Excerpted records =
PR #1568, opened 2020-08-25
autocomplete tag filter in advanced filter modal

### LINKED ISSUE #370: Advanced Filter Tags Autocomplete
As a user, I would like the tags to autocomplete based on my cubes tags, for the advanced filter modal.

wirmar:
Also removed tags filter from advanced filter modal where no tags are present (for example "Search Cards")
fixes #370

Tag autocomplete screenshot

### DIFF
--- a/routes/cube_routes.js
+++ b/routes/cube_routes.js
@@ -27,6 +27,7 @@ const {
   replaceCardHtml,
   abbreviate,
   buildTagColors,
+  cubeCardTags,
   maybeCards,
   getElo,
   CSVtoCards,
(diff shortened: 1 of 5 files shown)


routes/cube_routes.js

What you need to do = Would you please copy every line in the data that contains the word "modal"?

Task answer =
autocomplete tag filter in advanced filter modal
As a user, I would like the tags to autocomplete based on my cubes tags, for the advanced filter modal.
Also removed tags filter from advanced filter modal where no tags are present (for example "Search Cards")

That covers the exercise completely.